(ABOUT THIS EXERCISE)
Go through the entries below. Copy out every line that contains "instrumented".

(INPUT DATA)
PR #759, opened 2023-02-03
Infinite Tracing Batching

TimPansino:
# Overview
* Adds batching implementation to infinite tracing.
* Updates pb2 files to include support for RecordSpanBatch.
* Adds testing for StreamBufferIterator batching.
* Adds testing for infinite tracing supportability metrics.
  * (`Supportability/InfiniteTracing/Span/Sent`, `Supportability/InfiniteTracing/Span/Seen`)
* Adds regression testing for lost data on reconnect with infinite tracing.


newrelic/common/streaming_utils.py
```diff
@@ -100,12 +113,30 @@ def __next__(self):
...
+                if self.batching:
+                    stream_buffer_len = len(self.stream_buffer)
+                    if stream_buffer_len > self.MAX_BATCH_SIZE:
+                        # Ensure batch size is never more than 100 to prevent issues with serializing large numbers
+                        # of spans causing their age to exceed 10 seconds. That would cause them to be rejected
+                        # by the trace observer.
+                        batch = [self.stream_buffer._queue.popleft() for _ in range(self.MAX_BATCH_SIZE)]
+                        return SpanBatch(spans=batch)
+                    elif stream_buffer_len:
+                        # For small span batches empty stream buffer into list and clear queue.
```
hmstepanek, line 125: This mentions needing to use a lock. Where is the lock?

hmstepanek (approved):
I had one question/concern about lock mentioned in the comment cause I didn't see a lock being used. Otherwise looks good. I'm just gonna mark it as approved and if it turns out the lock is an issue we can fix it and I'll re-review.

newrelic/common/streaming_utils.py
TimPansino: The very first line of the function is the lock. 

`with self._notify:`

PR #765, opened 2023-02-10
Refactor Code Coverage

TimPansino:
# Overview

* Reorder code coverage fixture to always start before agent is initialized. Should provide much better coverage numbers.


hmstepanek (approved):
Looks good.

PR #779, opened 2023-03-14
Reduce number of spans in django framework

hmstepanek:
# Overview
This removes the following middlewares from being instrumented in an effort to reduce the number of spans created when instrumenting django:
* CsrfViewMiddleware
* XFrameOptionsMiddleware
* MessageMiddleware
* CsrfViewMiddleware
* CommonMiddleware
* SecurityMiddleware

# Related Github Issue
[Spike DT Improvements](https://issues.newrelic.com/browse/NR-91358)

### DIFF
--- a/newrelic/hooks/framework_django.py
+++ b/newrelic/hooks/framework_django.py
@@ -12,48 +12,71 @@
 # See the License for the specific language governing permissions and
 # limitations under the License.
 
+import functools
+import logging
 import sys
 import threading
-import logging
-import functools
-
-from newrelic.packages import six
 
 from newrelic.api.application import register_application
 from newrelic.api.background_task import BackgroundTaskWrapper
 from newrelic.api.error_trace import wrap_error_trace
-from newrelic.api.function_trace import (FunctionTrace, wrap_function_trace,
-        FunctionTraceWrapper)
+from newrelic.api.function_trace import (
+    FunctionTrace,
+    FunctionTraceWrapper,
+    wrap_function_trace,
+)
 from newrelic.api.html_insertion import insert_html_snippet
-from newrelic.api.transaction import current_transaction
 from newrelic.api.time_trace import notice_error
+from newrelic.api.transaction import current_transaction
 from newrelic.api.transaction_name import wrap_transaction_name
 from newrelic.api.wsgi_application import WSGIApplicationWrapper
-
-from newrelic.common.object_wrapper import (FunctionWrapper, wrap_in_function,
-        wrap_post_function, wrap_function_wrapper, function_wrapper)
+from newrelic.common.coroutine import is_asyncio_coroutine, is_coroutine_function
 from newrelic.common.object_names import callable_name
+from newrelic.common.object_wrapper import (
+    FunctionWrapper,
+    function_wrapper,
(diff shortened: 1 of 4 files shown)


newrelic/hooks/framework_django.py
```diff
@@ -12,48 +12,71 @@
...
 if six.PY3:
     from newrelic.hooks.framework_django_py3 import (
-        _nr_wrapper_BaseHandler_get_response_async_,
         _nr_wrap_converted_middleware_async_,
+        _nr_wrapper_BaseHandler_get_response_async_,
     )
 
+# These middleware are not useful to wrap as they don't do anything particularly
+# interesting that could cause performance issues.
+MIDDLEWARE_DENY_WRAP = [
```
umaannamalai, line 54: In situations like this in the agent, we would typically make this into a `frozenset()` for performance reasons.

tests/framework_django/test_application.py
```diff
@@ -12,297 +12,259 @@
...
-            'CsrfViewMiddleware.process_response'), 1),
-    (('Function/django.contrib.sessions.middleware:'
-            'SessionMiddleware.process_response'), 1),
-    (('Function/django.middleware.common:'
-            'CommonMiddleware.process_response'), 1),
-    (('Function/django.middleware.gzip:'
-            'GZipMiddleware.process_response'), 1),
-    (('Function/newrelic.hooks.framework_django:'
-            'browser_timing_insertion'), 1),
+    (("Function/django.middleware.common:" "CommonMiddleware.process_request"), None),
```
umaannamalai, line 49: Is there an advantage to leaving the metrics in for the ignored middlewares with a count of `None` vs dropping them from the scoped metric list?

newrelic/hooks/framework_django.py
```diff
@@ -12,48 +12,71 @@
...
+    "django.middleware.csrf:CsrfViewMiddleware",
+    "django.middleware.clickjacking:XFrameOptionsMiddleware",
+    "django.contrib.messages.middleware:MessageMiddleware",
+    "django.middleware.csrf:CsrfViewMiddleware",
+    "django.middleware.common:CommonMiddleware",
+    "django.middleware.security:SecurityMiddleware",
```
umaannamalai, line 60: Based on the warning listed for security middleware [here,](https://docs.djangoproject.com/en/4.1/ref/middleware/#module-django.middleware.security) could it be worth it to keep the `SecurityMiddleware` spans around to support potential future vulnerability detection?

tests/framework_django/test_application.py
hmstepanek: I did this specifically to make sure they were dropped because if you simply don't look for them they could still be there but the test wouldn't catch it.

newrelic/hooks/framework_django.py
hmstepanek: That's good point. Since this middleware just sets security related headers, for vuln detection I imagine we would want to capture those headers. I don't think we would specifically need to hook into this middleware to capture the security related headers though. You should be able to capture these headers on the response request independent of wrapping this particular middleware.

umaannamalai (approved):
Looks great!

PR #780, opened 2023-03-16
Reduce number of spans in Starlette

hmstepanek:
# Overview
This removes the following middleware from being instrumented in an effort to reduce the number of spans created when instrumenting starlette:
* `ServerErrorMiddleware.__call__`

# Related Github Issue
[Spike DT Improvements](https://issues.newrelic.com/browse/NR-91358)


hmstepanek:
Both of the middleware we were planning on no longer wrapping are used to create the transaction name so I'm closing this PR for now.

Issue #748, opened 2023-01-25
[Python] - Lambda Timeout - GraphQL Introspection Query 


Mainian:
## Description

Not sure if this issue belongs here or in [newrelic/newrelic-python-agent](https://github.com/newrelic/newrelic-python-agent)

After processing a [Graphql Introspection query](https://github.com/graphql-python/graphql-core/blob/main/docs/usage/introspection.rst), the Lambda Function times out and telemetry data is not forwarded to New Relic. 

## Steps to Reproduce

With a Lambda Function running Graphql Server, make a graphql introspection query. The function will return a response, but the Lambda will not be available to process another request until it's timeout duration is reached.

Example graphql request:

```
{
  __schema {
    types {
      name
    }
  }
}
```

## Expected Behaviour

Lambda function does not timeout and the New Relic Agent forwards telemetry data.

## Relevant Logs / Console output

Sample log file:

```
2023-01-27T11:59:01.120-05:00 | START RequestId: 17026805-857a-4683-936e-f4b7fede3ea5 Version: 60
2023-01-27T11:59:01.618-05:00 | [NR_EXT] Sent 1/1 New Relic function log batches successfully in 45.202ms (41ms to transmit 9.2kB).

...

2023-01-27T12:00:00.973-05:00 | END RequestId: 17026805-857a-4683-936e-f4b7fede3ea5
2023-01-27T12:00:00.973-05:00 | REPORT RequestId: 17026805-857a-4683-936e-f4b7fede3ea5 Duration: 59851.68 ms Billed Duration: 59852 ms Memory Size: 1536 MB Max Memory Used: 219 MB Init Duration: 3642.79 ms
```

## Your Environment

AWS Lambda - Python 3.8
New Relic Lambda Layer 

## Additional context

The Python New Relic agent [explicitly ignores](https://github.com/newrelic/newrelic-python-agent/blob/0db5fee1e5d44b0791dc517ac9f5d88d1240a340/newrelic/hooks/framework_graphql.py#L137) GraphQL introspection queries transactions.

Un-ignoring the transaction does not cause the Lambda Function to timeout and telemetry data is forwarded:

```
        transaction = newrelic.agent.current_transaction(active_only=False)
        transaction.ignore_transaction = False
```

Mainian:
Issue #280 and it's [pull request](https://github.com/newrelic/newrelic-python-agent/pull/290) introduced this issue into the Lambda Layer. 

@TimPansino 
[...]

PR #783, opened 2023-03-20
Add GraphQL Introspection Setting

TimPansino:
# Overview

* Add a setting to enable capturing of GraphQL introspection queries. False by default, retaining previous behavior.
* Adjust introspection query detection to only ignore queries that **ONLY** contain introspection, allowing mixed queries to be traced.

# Related Github Issue

Relevant to #748


hmstepanek (approved):
Looks good. Thanks for putting this together so quickly!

(WORKED SOLUTION)
This removes the following middlewares from being instrumented in an effort to reduce the number of spans created when instrumenting django:
This removes the following middleware from being instrumented in an effort to reduce the number of spans created when instrumenting starlette:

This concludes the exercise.